Коренастый невысокого роста ефрейтор с черной шевелюрой поднимает на старшего лейтенанта налитые кровью глаза, чести не отдает и, ни слова пн говоря, берет винтовку наперевес.
— Пропустите.
Дешё пожимает плечами.
— Я не собираюсь задерживать вас или отправлять обратно.
— А куда же?
— Никуда…
— Тогда пропустите. Нам за железную дорогу…
— Поздно.
Ефрейтор озирается вокруг, воспаленными глазами обшаривает местность. Ему трудно поверить, что все кончено и нет никакого выхода, но, убедившись в этом, он в сердцах отбрасывает в сторону свою винтовку. Мы следуем его примеру. Со стороны дворца походным шагом приближается около взвода русских солдат. Впереди них идет Шорки с поднятыми над головой руками. Тарба вскрикивает, как безумный, бежит, но тотчас останавливается и приставляет дуло к груди. Галлаи вырывает у него автомат.

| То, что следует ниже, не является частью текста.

PR #154, opened 2020-01-17
Warn about invalid filter() kwargs

spookydonut:
Removes a TODO and leaves a new one.


spookydonut:
Do not merge, this is not working correctly

spookydonut:
Fixed it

— Отдайте, Христом богом молю! Мне нельзя попасть к ним в руки…
Дешё обрывает его:
— Веди себя смирно. Они ничего не узнают.
Тарба дрожит всем телом. Наше оружие сложено в кучу под орехом. Раненный и ногу пограничник садится, у него начинается рвота, но он не в силах даже отвернуть в сторону голову.
— Крепись, — подбадривает его ефрейтор.
Но, чувствуя, что ничем не может облегчить его страдания, он подходит к нему, одной рукой поддерживает голову, другой очищает налипшую к шинели грязь. Затем вытягивается, почти как по команде «смирно», приосанивается. Просто диву даешься, с каким достоинством этот изнуренный человек умеет встретить конец своей военной карьеры. Русские от нас в двухстах шагах. Говорят, будто они ненавидят пленных офицеров, а кое-кого даже расстреливают на месте. Около полусотни автоматов направлены на нас, покачиваясь то вверх, то вниз в такт шагам. Галлаи поднимает грязный носовой платок, размахивает им, белая тряпка беспокойно полощется в воздухе. Они должны видеть, что мы безоружны. Убитые жандармы! Почему же Дешё не кричит, что застрелил их, ведь это зачтется, это… По лицу Фешюш-Яро текут слезы, он готов рвануться им навстречу, но силы отказывают ему, и он только плачет, время от времени взмахивая своими обессиленными руками. Вот дурень! Его поведение могут принять за что угодно, только не за радостное приветствие. Они уже в двадцати шагах. Ноги мои наливаются свинцом, меня одолевает страшная усталость. Нечто подобное испытываешь обычно после кошмарного сна. Я весь в поту, мне хочется куда-то бежать, спасаться от неведомого чудовища или дьявольской машины, но ноги не повинуются. В бессильной ярости я готов все сокрушить на своем пути, хотя и знаю, что все мои потуги тщетны. Дешё выходит вперед, подносит руку к фуражке, докладывает по-русски. Молодой офицер, видимо командир взвода, останавливается, окидывает нас взглядом и с любопытством смотрит на Дешё. «Толстой, Бунин, Горький, Тургенев», — твержу про себя. В каком пиковом положении оказался я — ни слова не понимаю по-русски, даже объясниться с ними не могу, а то бы сказал: мол, посмотрите на меня, разве я похож на преступника, я никому не причинил зла. Фешюш-Яро подходит к офицеру, со слезами на глазах что-то лопочет, бьет себя в грудь, протягивает руку. Офицер смущенно пожимает ее, солдаты удивленно смотрят на него. Они не сделали ни одного выстрела. И теперь уже наверняка не будут стрелять, минута опасности миновала. Какая бурная, невыразимая радость разливается по телу, все ликует во мне, за направленными на нас автоматами вижу шапки, лица, шинели, сапоги, на шинелях полевые погоны, солдаты примерно одного возраста со мной и даже помоложе.
— Толстой, Бунин, Горький, Тургенев, — произношу я вслух. Офицер таращит на меня глаза, солдаты окружают винокурню, в доме звучат их громкие голоса, затем они оживленной ватагой выходят оттуда и наперебой упрашивают лейтенанта разрешить им отведать вина.
— Так точно, — подтверждает Дешё, — немцев нет, зато есть вино.
Лейтенант не знает, как быть, посматривает назад, откуда они пришли, наконец что-то говорит Дешё.
— Просит дать по стакану вина каждому, — переводит Дешё.